The oil industry is also becoming a major employer in the region. Of the 900,000 people who live in Loretto, Peru's largest administrative region, about 10,000 are employed directly by the oil industry. With an average family of five people, about 50,000 individuals rely on the oil industry for their income.
Iquitos is said to be the largest City in the world that is completely inaccessible by road. You have to fly in from the capital Lima or spend weeks sailing up the Amazon tributaries to reach it. This has created a logistical nightmare for Perenco.
To protect the forest, no roads have been constructed to the site. All of the equipment is shipped on the Amazon and its tributaries to a logistics base cleared at the side of the river. A fleet of helicopters is based at the site to ferry all personnel and equipment to the drill sites. The logistics have to be timed to perfection as it takes about a month to get equipment shipped up the river. Company staff are flown in on a seaplane.
Each of the three drill sites has been cleared of trees, but they are not much larger than a football field, at 2.5 hectares each. The forest floor has been lined with heavy duty plastic to prevent potential spills leaking into the ground and the company will inject any water that is pumped from their operations back into the reservoir.
The company is doing all it can to prevent any environmental problems, but as Shell has learnt in Nigeria, if the indigenous people feel their home is being exploited it can lead to conflict.
Father Ricardo Alvarez, a Dominican friar now living at a monastery in Lima, has spent more than half a century living with indigenous communities in the Amazon, working more than 20 years ago as a liaison between local communities and oil companies such as Royal Dutch Shell and Total.
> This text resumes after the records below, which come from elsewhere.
PR #1602, opened 2018-11-07
sort run by start date and scroll to new run on creating a new run 

### LINKED ISSUE #1390: When a teacher creates a new run, sort the runs by start date and then scroll to the new run
Right now when the new run is created, it is added to the top of the page, and the page scrolls to the top. It should instead be sorted by the run start date and displayed in the right place, and scroll to the newly-added run.

vkorir:
closes #1390

- create a new run with a start date before some of the existing runs. try a few dates
- verify that runs are sorted by start date
- verify that page scrolls to the new run
- review the test


vkorir:
I'm not sure if I followed the testing guidelines. Check and let me know if I should change anything.

geoffreykwan:
Good, the test you added is in the correct format.

I noticed a minor bug though. If you change the startTime for run3 to "02-02-2010" the test fails. This is because in isRunsSortedByStartTimeDesc() you're comparing whether strings come before one another which performs an alphabetical comparison. You'll need to perform a Date comparison instead.

PR #1609, opened 2018-11-09
Fixed a constraint bug that was constraining the step the constraint was created on when it should have only been constraining steps after it

### LINKED ISSUE #1607: Constraint "Make all nodes after this not visitable" makes "this" node not visitable
Expected behavior: The step the constraint is created on should be visitable.

Actual behavior: The step the constraint is created on is not visitable which means the constraint can never be satisfied.

geoffreykwan:
2. Open or create a step that is not the first step (like the second step) and has components that can be completed
3. Create a constraint with these settings

- Action: "Make all nodes after this not visitable"
- Removal Conditional: "Any"
- Removal Criteria: "Is Completed"
- Step: (the current step)

4. Go to the Project Home
5. Preview the project
6. Try to visit the step you created the constraint on (previously you would not be able to visit it, but now you should be able to visit it)

Closes #1607


hirokiterashima:
verified fix.

PR #1637, opened 2018-11-16
Added authoring tool link to the teacher homepage tabs

### LINKED ISSUE #1623: Add link to authoring tool on teacher homepage
Remove the existing "+ Create" button and add a link to authoring tool (maybe as another tab but with appearance of a button).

He is cautiously positive about the future of the forest and its people. However, he believes that oil companies need to learn from past mistakes in order to keep local people on side.
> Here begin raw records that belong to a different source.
PR #1670, opened 2018-11-30
Fixed a problem with multiple choice radio button components with multiple correct answers being incorrect when a correct choice is submitted

### LINKED ISSUE #1626: MC: if all items "is correct", feedback says incorrect on submit
### Description

When a MC item is authored so that all choices have "is correct" checked, the feedback shows "incorrect" when the item is previewed and submitted irregardless of choice.

### Steps to Reproduce

1. Author MC item. For each choice, make sure that "is correct" checkbox is selected.
2. Preview item
3. Choose an item and hit submit.

**Expected behavior:**
You should see "correct"

**Actual behavior:** 
You see "incorrect"

geoffreykwan:
1. Create a multiple choice component that is set to single answer and has multiple correct answers
2. Preview the project
3. Select a correct answer and click submit
4. It should be marked as correct (it used to be marked as incorrect no matter what you chose)

Also run the new tests and make sure they pass.

Closes #1626


src/main/webapp/wise5/test-unit/components/multipleChoice/multipleChoiceController.spec.es6
```diff
@@ -0,0 +1,259 @@
...
+
+  it('single answer single correct answer component should show incorrect when no answer is submitted', () => {
+    loadSingleAnswerSingleCorrectAnswerComponent();
+    checkAnswer();
+    expect(multipleChoiceController.isCorrect).toBeFalsy();
+  });
+
+  it('single answer single correct answer component should show incorrect when the incorrect answer is submitted', () => {
+    loadSingleAnswerSingleCorrectAnswerComponent();
+    selectSingleAnswerChoice('y82sng5vqp');
```
hirokiterashima: For better readability, change this line to 
```selectSingleAnswerIncorrectChoice()```
which then calls
```selectSingleAnswerChoice('y82sng5vqp');```

The reason is that a reader shouldn't be expected to know if "y82sng5vqp" is correct or not.

Do this for other tests.

PR #2306, opened 2020-04-20
Refactored student data service

geoffreykwan:
Make sure saving and re-populating student data still works.


hirokiterashima:
1. To reduce the complexity of evaluateCriteria, try using a map of functionName => function as mentioned in this SO thread:
https://stackoverflow.com/questions/10175805/how-to-avoid-a-lot-of-if-else-conditions


2. change 
```
  saveToServer(componentStates, events, annotations) {
```

to have default values
```
  saveToServer(componentStates = [], events = [], annotations = []) {
```
and then you can remove the null checks.


3. change occurrences of
```
      action === 'a' ||
      action === 'b' ||
      action === 'c'
```
to
```
['a', 'b', 'c'].includes(action)
```

src/main/webapp/wise5/vle/node/nodeController.ts
```diff
@@ -674,19 +674,11 @@ class NodeController {
...
-        for (const componentState of componentStates) {
-          if (componentState != null) {
-            let annotations = componentState.annotations;
-            if (annotations != null) {
-              componentAnnotations = componentAnnotations.concat(annotations);
-            }
-            delete componentState.annotations;
-          }
-        }
+    return this.createComponentStates(isAutoSave, componentId, isSubmit)
```
hirokiterashima, line 677: Can we make nodeController.createComponentStates return an array of non-null elements? It looks like this is the crux of the problem.

PR #2348, opened 2020-05-12
Notebook grading redesign

### LINKED ISSUE #2318: Style Notebooks section of Classroom Monitor
- Style student note and report viewing
- Hide student reports if not enabled in run

breity:
Redesigned the notebook grading view in the Classroom Monitor to show a sortable list of workgroups (similar to node grading view). Notebook work (notes and/or reports, if enabled) can be toggled opened and closed for each workgroup.

To test:
- Open teacher tools for a run with student notebook enabled.
- Navigate to Notebook view and ensure that viewing student notebooks (both the notes and report tabs) works properly.
- Enable and disable notes and reports in the run. Make sure that list column headers and the work displays for each are shown when enabled and not shown when disabled.

A few related issues:
1. I've hidden the ability to score and send comments for notebook reports since this functionality is currently broken. Creating a separate issue to address.
2. Notebook work doesn't update if students change their work while the teacher tools are open. You have to reload the teacher tools to see any new notebook content. Also creating a separate issue for this.

Closes #2318.


breity:
@hirokiterashima @geoffreykwan Thanks for finding the issues. Should be fixed now except for the first two that Hiroki found. These only happen when switching from AT notebook page back to CM. We've been debugging and haven't been able to find a solution yet, so will create a new issue for that.

Requesting reviews again here from you guys for the other fixes.

geoffreykwan:
If you mouse over the step title in a note, it will become underlined and your cursor will change to the hand which may give the impression that it's clickable. Maybe we should either disable the underline and hand or make the link actually work and send the teacher to the grading view for that step and student.

breity:
@geoffreykwan Yeah I just disabled the link following for now. I thought it might be disjointing for the teacher to navigate to the step grading view from the notes and lose all the notebook context. But I'm not sure.

What do you guys think? Remove the clickable link and just display the source step text for now?

PR #2358, opened 2020-05-15
Refactored NotificationController.getNotifications(). 

### LINKED ISSUE #2357: Refactor NotificationController.getNotifications
### Description

Refactor this method to make it run faster, allow gzip compression, and easier to read.

- Return List<Notification> instead of writing string to response. This will allow gzip compression by Nginx
- Write tests

hirokiterashima:
This PR includes these changes:
- the getNotifications() method now returns ```List<Notification>``` instead of writing a JSON string to the output string, so it can be gzipped by nginx.
- removed need for preview user to retrieve notifications
- removed need for teachers to retrieve notifications that are not addressed to them. Before, we were retrieving all notifications for the run
- made Notification's to/fromWorkgroup and type fields non-nullable
- fixed issue where a new notification’s location was not displaying correctly. It was showing the same location as the last-retrieved notification (notificationMenu.html)

Test that notifications work for both teachers and students, and preview users do not retrieve notifications.

Resolves #2357


hirokiterashima:
We currently don’t send notifications addressed to shared teachers for a run. It's always addressed to the the run owner.

I think we have three options:
1. retrieve all notifications for a run for shared teachers (or retrieve for all teachers to keep it consistent?)
2. make teacher notifications addressed to shared teachers also
3. not show notifications for shared teachers unless it's addressed to them

Seems like #2 complicates things more than necessary. I don't know about #3. How often do shared teachers view and act on run notifications?

Should we stick with retrieving notifications for all teachers?

geoffreykwan:
Ideally I think all teachers should be able to see all teacher notifications. Could we retrieve all the teacher notifications when any teacher loads the Classroom Monitor?

hirokiterashima:
Yupp, made the change so we retrieve all the teacher notifications when any teacher loads the CM.

geoffreykwan:
Right now when a teacher loads the Classroom Monitor, it retrieves all the notifications for the run (even the student to student notifications). Would it be better to only retrieve the notifications from and to teachers?

PR #2361, opened 2020-05-18
Resize images before uploading as student assets

hirokiterashima:
Test that images bigger than 1000x1000 are resized and reduced in quality before being uploaded onto the server.

When testing locally, you can see the uploaded images in src/main/webapp/studentuploads directory.


hirokiterashima:
Thanks for the catch. 

The original change was for assets uploaded as attachments to OR components. I added image resizing and compression to assets uploaded to student notebooks. I also removed the centerCrop option so the images retain their height/width ratios when they're resized.

PR #2366, opened 2020-05-20
Change workgroup's period without losing work

### LINKED ISSUE #2288: Move workgroup to another period without losing work
Allow teachers to move workgroups (and all students in the workgroup) to a different period without losing work.

hirokiterashima:
With this change, in the "Manage Students" page, teams will have a "period" option to change its period as well as all of its members' periods. No new workgroup will be created, so the students can keep their work.

As before, unassigned students without a team will have a "period" option to change their period.

Test that both cases above work.

Resolves #2288


hirokiterashima:
Good catch. This was a head-scratcher and took me a long time to figure out. I finally fixed it by focusing on the submit button when the page loads.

"When oil companies first came to the Amazon more than 20 years ago, no politicians were involved and Shell dealt directly with the local people, says Fr Ricardo Alvarez. "Engineers came in and built schools for the local people and taught them all about the local oil industry."
This then stopped as politicians started to get involved in the process. "In my 57 years in the forest I saw indigenous people marginalised," says Fr Alvarez. "The key to the future is exploration not exploitation."
He believes oil companies need to establish a dialogue with native people, eliminate their marginalisation by helping to provide social services and education. He also believes engineers from large cities need to make sure they are fully briefed on the history and cultural aspects of the people in the local area. "A lack of proper community relations is what creates the problem," he says.
Perenco has certainly learnt lessons from the priest. It has rebuilt and refurbished a hospital boat for the area that will constantly sail around the Amazon tributaries in the area and provide medical and dental care for communities.
As oil companies generate profits local people need to feel the benefits too. "That's the only way it will work", says Fr Alvarez. Perenco's model appears to be working well, with government ministers, the regional president and the local community fully behind what they are doing.
Of course, it is early days. A pipeline needs to be constructed to take the oil out and there is plenty of scope for an accident that could be environmentally destructive. But the development of fledgling economies will not stop – and, as Fr Alvarez says "rich Westeners with their polluting ways are in no position to lecture the people of Peru over what they can do."